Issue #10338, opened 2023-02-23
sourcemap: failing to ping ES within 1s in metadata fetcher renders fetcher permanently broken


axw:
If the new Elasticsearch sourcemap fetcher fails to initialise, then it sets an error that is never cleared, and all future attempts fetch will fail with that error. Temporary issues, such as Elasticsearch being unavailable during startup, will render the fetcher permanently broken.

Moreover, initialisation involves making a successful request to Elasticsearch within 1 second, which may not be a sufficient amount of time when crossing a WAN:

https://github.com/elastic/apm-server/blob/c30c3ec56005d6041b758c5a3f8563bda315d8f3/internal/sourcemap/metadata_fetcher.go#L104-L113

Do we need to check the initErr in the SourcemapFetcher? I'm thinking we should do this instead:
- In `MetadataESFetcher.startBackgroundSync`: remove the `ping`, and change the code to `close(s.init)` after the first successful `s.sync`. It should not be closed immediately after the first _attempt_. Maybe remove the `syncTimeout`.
-- -- --
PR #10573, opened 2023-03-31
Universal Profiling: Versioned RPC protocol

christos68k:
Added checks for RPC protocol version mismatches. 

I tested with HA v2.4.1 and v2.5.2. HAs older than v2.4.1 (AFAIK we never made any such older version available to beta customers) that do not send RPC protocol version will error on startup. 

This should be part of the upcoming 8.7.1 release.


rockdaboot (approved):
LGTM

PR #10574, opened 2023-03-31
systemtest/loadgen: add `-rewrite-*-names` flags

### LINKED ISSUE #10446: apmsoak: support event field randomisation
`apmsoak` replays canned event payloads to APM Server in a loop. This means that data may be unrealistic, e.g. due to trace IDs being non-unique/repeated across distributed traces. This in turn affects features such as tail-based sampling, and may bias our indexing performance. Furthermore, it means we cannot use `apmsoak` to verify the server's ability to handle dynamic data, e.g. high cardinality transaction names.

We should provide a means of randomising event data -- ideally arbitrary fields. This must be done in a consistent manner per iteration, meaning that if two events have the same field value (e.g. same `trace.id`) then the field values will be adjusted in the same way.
-- -- --
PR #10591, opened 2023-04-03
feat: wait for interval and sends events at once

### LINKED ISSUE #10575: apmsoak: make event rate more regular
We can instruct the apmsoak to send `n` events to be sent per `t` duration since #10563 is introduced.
-- -- --
**Directions for this task**
Could you restate word for word the lines above, from the one that contains "Issue #10338, opened 2023-02-23" through the one that contains "and change the", and no others?

**Output for this exercise**
Issue #10338, opened 2023-02-23
sourcemap: failing to ping ES within 1s in metadata fetcher renders fetcher permanently broken


axw:
If the new Elasticsearch sourcemap fetcher fails to initialise, then it sets an error that is never cleared, and all future attempts fetch will fail with that error. Temporary issues, such as Elasticsearch being unavailable during startup, will render the fetcher permanently broken.

Moreover, initialisation involves making a successful request to Elasticsearch within 1 second, which may not be a sufficient amount of time when crossing a WAN:

https://github.com/elastic/apm-server/blob/c30c3ec56005d6041b758c5a3f8563bda315d8f3/internal/sourcemap/metadata_fetcher.go#L104-L113

Do we need to check the initErr in the SourcemapFetcher? I'm thinking we should do this instead:
- In `MetadataESFetcher.startBackgroundSync`: remove the `ping`, and change the code to `close(s.init)` after the first successful `s.sync`. It should not be closed immediately after the first _attempt_. Maybe remove the `syncTimeout`.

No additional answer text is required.